The line holding "-71,7 +71,7 @@" and every line after it through the end of the entries below: retype these exactly and nothing more.

Saved entries:

☆ ☆ ☆ ☆ ☆

PR #606, opened 2016-03-25
Fix inconsistency between error message and code.

peter50216:
Code says context.bits should be > 0, but error message says >= 0.
Since 0 bit architecture doesn't make sense at all, make them all be > 0.


zachriggle:
Merged into binjitsu/binjitsu@36ead5a

PR #615, opened 2016-04-12
fix inconsistent logging level in tube.

peter50216:


zachriggle:
Cherry-picked to binjitsu/binjitsu@1b9a4ca

PR #620, opened 2016-04-26
Fix pwnlib.util.packing.fit. Fixes #617.

### LINKED ISSUE #617: fit() is broken?
I'm not sure if it's by design or not, and I'm not sure how I hadn't noticed until now, but it appears that the `fit()` function does not work as I would expect it to.

Expectation: Data is overlaid on top of the filler.
Actuality: Filler data intersperses provided data.

The reason that this is important is that if you add things to the `fit()` call, it ends up shifting all of the offsets around and breaks stuff.

```
>>> fit({}, length=32)
'aaaabaaacaaadaaaeaaafaaagaaahaaa'
>>> fit({'caaa': 0xdeadbeef}, length=32)
'aaaabaaa\xef\xbe\xad\xdedaaaeaaafaaagaaahaaa'
```

However, as soon as we mix strings and integers, things get all whacky.  Note that `haaa` is no longer available.

```
>>> fit({'caaa': 0xdeadbeef, 12: 0xcafebabe}, length=32)
'aaaabaaa\xef\xbe\xad\xde\xbe\xba\xfe\xcadaaaeaaafaaagaaa'
```

This becomes particularly egregious when using 64-bit integers.

```
>>> context.arch='amd64'
>>> fit({'caaa': 0xdeadbeef}, length=32)
'aaaabaaa\xef\xbe\xad\xde\x00\x00\x00\x00daaaeaaafaaagaaa'
```

Again, `haaa` is no longer available, and all of the offsets are weird.

Instead, these are the results that I would expect:

```
>>> fit({}, length=32)
'aaaabaaacaaadaaaeaaafaaagaaahaaa'
>>> fit({'caaa': 0xdeadbeef}, length=32)
'aaaabaaa\xef\xbe\xad\xdedaaaeaaafaaagaaahaaa'
>>> fit({'caaa': 0xdeadbeef, 12: 0xcafebabe}, length=32)
'aaaabaaa\xef\xbe\xad\xde\xbe\xba\xfe\xcaeaaafaaagaaahaaa'
>>> context.arch='amd64'
>>> fit({'caaa': 0xdeadbeef}, length=32)
'aaaabaaa\xef\xbe\xad\xde\x00\x00\x00\x00eaaafaaagaaahaaa'
```

None of the values are shifted around when using large integers or mixing integers and strings.

peter50216:


Idolf:
This has already been merged as part of #636.

PR #622, opened 2016-04-30
Fix cyclic_find packing when subseq=int

push0ebp:
when instance of cyclic_find subseq argument is int, int to str packing is not working.
because any iter before isinstance check

before

def cyclic_find(subseq, alphabet = string.ascii_lowercase, n = None):
...
    if any(c not in alphabet for c in subseq):
        return -1

    if isinstance(subseq, (int, long)):
        width = n * 8 or 'all'
        subseq = packing.pack(subseq, width, 'little', False)

>>> cyclic_find(0x61616162)
  File "pwnlib/util/cyclic.py", line 101, in cyclic_find
    if any(c not in alphabet for c in subseq):
TypeError: 'int' object is not iterable

after

def cyclic_find(subseq, alphabet = string.ascii_lowercase, n = 0):
...

    if isinstance(subseq, (int, long)):
        width = n * 8 or 'all'
        subseq = packing.pack(subseq, width, 'little', False)

    if any(c not in alphabet for c in subseq):
        return -1

>>> cyclic_find(0x61616162)
4

it worked

### DIFF
--- a/pwnlib/util/cyclic.py
+++ b/pwnlib/util/cyclic.py
@@ -71,7 +71,7 @@ def cyclic(length = None, alphabet = string.ascii_lowercase, n = 4):
     else:
         return out
 
-def cyclic_find(subseq, alphabet = string.ascii_lowercase, n = None):
+def cyclic_find(subseq, alphabet = string.ascii_lowercase, n = 0):
     """cyclic_find(subseq, alphabet = string.ascii_lowercase, n = None) -> int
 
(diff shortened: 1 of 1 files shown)


push0ebp:
https://github.com/Gallopsled/pwntools/issues/623

junoim:
hi

Idolf:
This was fixed as part of #636.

☆ ☆ ☆ ☆ ☆

Solution:
@@ -71,7 +71,7 @@ def cyclic(length = None, alphabet = string.ascii_lowercase, n = 4):
     else:
         return out
 
-def cyclic_find(subseq, alphabet = string.ascii_lowercase, n = None):
+def cyclic_find(subseq, alphabet = string.ascii_lowercase, n = 0):
     """cyclic_find(subseq, alphabet = string.ascii_lowercase, n = None) -> int
 
(diff shortened: 1 of 1 files shown)


push0ebp:
https://github.com/Gallopsled/pwntools/issues/623

junoim:
hi

Idolf:
This was fixed as part of #636.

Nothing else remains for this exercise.